[Resenha] Tudo o que ela sempre quis, de Barbara Freethy



Já comentei como acho esse título curioso? Parece nome de música! E, já que estamos falando de coisas visuais, tenho também que comentar: essa capa não tem sentido algum. É capa de chick-lit, ou de algo mais romântico. Claro que esse livro tem romance, mas o maior foco é o suspense, por isso acho esquisito pôr uma foto de uma moça “feliz”, andando pela praia num dia ensolarado.

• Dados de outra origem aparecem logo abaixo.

PR #496, opened 2023-05-26
Fix(expandable-panel): Prevent truncating content

tkohr:
PR prevents not displaying all content in expanded panel (as it is the case in https://www.geo2france.fr/datahub/dataset/0e864105-6bb9-4c59-aae6-2ccc2e6cdd45 = "D'où viennent ces données ?").

`contentDiv?.scrollHeight` is used to maintain the transition effect, which does not work with other dynamic properties such as `fit-content`. Couldn't get a test running to check the expanded height, though. An easy alternative would be to just raise the value of `max-h-[300px]`, but then again there will still be a limit.

### DIFF
--- a/libs/ui/layout/src/lib/expandable-panel/expandable-panel.component.html
+++ b/libs/ui/layout/src/lib/expandable-panel/expandable-panel.component.html
@@ -14,7 +14,11 @@
 </div>
 <div
   class="content duration-500 overflow-hidden transition-[max-height]"
-  [ngClass]="collapsed ? 'max-h-0 ease-out' : 'ease-in max-h-[300px]'"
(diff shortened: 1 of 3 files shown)


jahow (approved):
Thanks! Tested on storybook and it's all good.

Do you think you could store the `contentDiv.scrollHeight` value on click instead of using it in the `ngStyle` expression? reading `scrollHeight` can trigger a reflow ([see here](https://gist.github.com/paulirish/5d52fb081b3570c81e3a#scroll-stuff)) which can really impact performance.

Nothing else to add :)

tkohr:
Thanks for the review and hint @jahow ! I've added a commit to address the reflow issue.

jahow (approved):

PR #500, opened 2023-06-07
Datahub: Display HTML code for chart web component

tkohr:
PR displays the web component HTML of the currently displayed chart.

To-do:

- [x] refactor `data-view-permalink` and `data-view-web-component` into one component, including the tabs currently in `record-metadata` that only displays if `web_component_embedder_url` setting is set. Or add one intermediate component which only handles the tabs and the display condition (`web_component_embedder_url`).

web-component-html


libs/feature/record/src/lib/data-view-share/data-view-share.component.html
```diff
@@ -0,0 +1,23 @@
+<div *ngIf="wcEmbedderBaseUrl" class="container-lg px-5 my-1 lg:mx-auto">
```
jahow, line 1: If the embedder url is not provided we can still show the webcomponent export, right?

libs/feature/record/src/lib/data-view-web-component/data-view-web-component.component.spec.ts
```diff
@@ -0,0 +1,125 @@
...
+          x-property="${chartConfig1.xProperty}"
+          y-property="${chartConfig1.yProperty}"
+          chart-type="${chartConfig1.chartType}"
+          primary-color="#0f4395"
+          secondary-color="#8bc832"
+          main-color="#555"
+          background-color="#fdfbff"
+          main-font="'Inter', sans-serif"
+          title-font="'DM Serif Display', serif"
+        ></gn-dataset-view-chart>`
```
jahow, line 96: The indentation here makes the end result a little bit confusing:
image

Something like this would be more readable IMO:
```
<script src="https://cdn.jsdelivr.net/gh/geonetwork/geonetwork-ui@wc-dist/gn-wc.js"></script>
<gn-dataset-view-chart
    api-url="http://localhost:4200/geonetwork/srv/api"
    dataset-id="ded8164c-d56b-4ae0-b93d-459fc7c99a01"
    aggregation="sum"
    x-property="insee_com"
    y-property="superf_km"
    ...
></gn-dataset-view-chart>
```

libs/ui/inputs/src/lib/copy-text-button/copy-text-button.component.html
```diff
@@ -1,11 +1,18 @@
...
     type="text"
-    class="grow py-2 px-4 bg-gray-200 opacity-50 rounded-l-md border border-gray-300"
+    class="grow py-2 px-4 bg-gray-200 opacity-50 rounded-l-md border border-gray-300 truncate"
     value="{{ text }}"
     readonly
   />
+  <textarea
+    *ngIf="displayText && rows > 1"
+    [rows]="rows"
+    class="grow py-2 px-4 bg-gray-200 opacity-50 rounded-l-md border border-gray-300 overflow-y-hidden h-max"
```
jahow, line 12:
```suggestion
    class="grow py-2 px-4 bg-gray-200 opacity-50 rounded-l-md border border-gray-300 overflow-y-auto h-max"
```

Otherwise there is no way to read the whole text without copypasting or expanding the text area.

jahow (commented):
Thanks! and sorry for taking so long to review. I thought we could still show the web component export if no embedder url is provided in the config? Not much else, only minor remarks, I've tested it and it works fine, thanks :)

libs/feature/record/src/lib/data-view-share/data-view-share.component.html
tkohr: I was wondering what would make most sense and rather saw the display of both together. If we want the `data-view-web-component` also without the `data-view-permalink` I think I'll move the decision whether to display the `data-view-share` (with both components) or only the `data-view-web-component` to the `record-metadata` based on `*ngIf="wcEmbedderBaseUrl"`. This will prevent to display the "Share" tab for the `data-view-permalink` if it's not activated.

libs/feature/record/src/lib/data-view-web-component/data-view-web-component.component.spec.ts
tkohr: Good point!

libs/ui/inputs/src/lib/copy-text-button/copy-text-button.component.html
tkohr: I prefer the existing option of expanding the text area in the lower right corner. Don't you think it is sufficient? The vertical scrollbar appears pretty ugly to me. We could also raise the number of rows, but this might become too intrusive.

jahow: The scroll bar makes sense I guess, scroll bars are always ugly but not being able to scroll really struck me as an issue. Also think of keyboard accessibility ;)

libs/feature/record/src/lib/data-view-share/data-view-share.component.html
tkohr: So I added 1a15c881395e13a660e456d7a93667f8fbf265cc for this, encapsulating the logic in the `data-view-share` in the end as I think displaying the tab button as a "label" makes sense as well.

libs/ui/inputs/src/lib/copy-text-button/copy-text-button.component.html
tkohr: Ok, I added the scrollbar for the sake of accessibility ;-)

tkohr:
Thanks for your feedback @jahow ! I've addressed your comments in the latest commits.

jahow (approved):
Looking good, thanks!

PR #501, opened 2023-06-09
fix(story): change hovering from opacity to underline

f-necas:
Set underline instead of opacity change when hovering and move website under email with full link and not only icon.

image

contact

### DIFF
--- a/libs/ui/elements/src/lib/metadata-contact/metadata-contact.component.html
+++ b/libs/ui/elements/src/lib/metadata-contact/metadata-contact.component.html
@@ -4,19 +4,22 @@
   </p>
   <div class="flex mb-1">
     <div
-      class="text-primary font-title text-21 mr-2 cursor-pointer hover:opacity-50"
+      class="text-primary font-title text-21 mr-2 cursor-pointer hover:underline"
       (click)="onContactClick()"
     >
       {{ shownContact.organisation }}
     </div>
-    <div *ngIf="shownContact.website">
-      <a [href]="shownContact.website" target="_blank"
-        ><mat-icon
-          class="text-primary opacity-25 cursor-pointer hover:opacity-75 transition-all"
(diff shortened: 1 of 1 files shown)


tkohr:
Thanks @f-necas ! The changes LGTM. Just seeing that the CI breaks because of formatting. I recommend setting up your IDE to use the prettier config of the project "on save" to prevent having to run `npm run format` manually.

libs/ui/search/src/lib/record-preview-row/record-preview-row.component.html
```diff
@@ -8,7 +8,8 @@
     >
       <gn-ui-thumbnail
         class="relative h-full w-full object-cover object-left-top"
-        [thumbnailUrl]="record.thumbnailUrl"
+        [thumbnailUrl]="record.thumbnailUrl || record.contact?.logoUrl"
```
tkohr, line 11: Oups, I think this slipped in from your other modifications...

fgravin (commented):
Thanks @f-necas for your work in gn-ui, looks a pretty good start :smiley: 
Just a global remark, you should pay attention on keeping a clean commit history and don't emphase on the struggles you went through during your implementation.

For instance, 'fix', 'revert' or other small mistakes should be amended when possible.
This kind of PR would deserve a single commit.
It's not a big deal at all, but just some advice for better contributions.

On the opposite, note that when you achieve a complex work, it's really better to have several small feature-centric commits rather than a big one, it really helps the review. 

To wrap up, keep a detailed & clear history and avoid noise commits.
Thanks :+1:

f-necas:
Thanks @fgravin and @tkohr for your advices. Next commits  will be better :smile: !

tkohr (approved):
Thanks @f-necas, LGTM now and CI passes well :-)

Bem, mas sobre a história mesmo, ela é boa. Na verdade, me surpreendeu bastante, pois, pela capa, eu achava que seria um romance daqueles bem melosos, mas não tem muito disso. O grande foco é mesmo o mistério: quem matou Emily há tantos anos atrás? E quem é essa pessoa que está escrevendo um livro – best-seller, aliás – que conta uma história igualzinha a essa? Isso tem um toque meio “Pretty Little Liars”, né? Eu lembrei na hora da “-A” ameçando as garotas por mensagens. Mas aqui, as coisas são bem diferentes.



“- Não estou usando a família como desculpa ou muleta.

- Espero que esteja dizendo a verdade, pois Emily não quereria que desistisse dos seus sonhos por causa dela. Ela o amava muito. E era uma grande incentivadora das pessoas que viviam tudo até o fim. Ela fez com que eu experimentasse coisas que nunca consideraria. Era muito curiosa e tinha alegria de viver. Emily fez com que eu acreditasse que o mundo era belo e que olhar para frente é muito melhor que olhar para trás.” (pág. 98)



Além de ser um livro protagonizado por pessoas mais velhas – o que deixa a comparação com PLL bem difícil de fazer – a misteriosa pessoa atrás do livro é bem mais sutil que “-A”. Afinal, ela não deixou claro que é de fato, uma recontagem da noite da morte de Emily, apenas jogou um “peso na consciência” dos envolvidos – Natalie, uma jovem que era uma das melhores amigas de Emily, agora uma médica; Cole, o ex de Natalie e curiosamente, o irmão da falecida. Natalie e Cole tiveram um término ruim e desde antes, nunca mais se viram; Laura, uma moça já casada com o namorado de faculdade e que se considerava a mais “fraca” das quatro, Drew – um cara esquisito, grosso e suspeito – e outra melhor amiga de Emily, Madison, que agora é uma poderosa mulher e Dylan, o mais misterioso, que era grande amigo de Cole.


Você pode pensar que são vários personagens principais – três moças e três caras – mas na verdade está na medida certa. Cada um tem sua função na história e, claro, há suspeitas em cima de vários. Eu fiquei desconfiada de que pudesse ser um deles, mas não tinha muita certeza. Afinal, será mesmo que o grupo de amigos, que era tão unido, seria capaz de algo assim? E é essa a grande questão.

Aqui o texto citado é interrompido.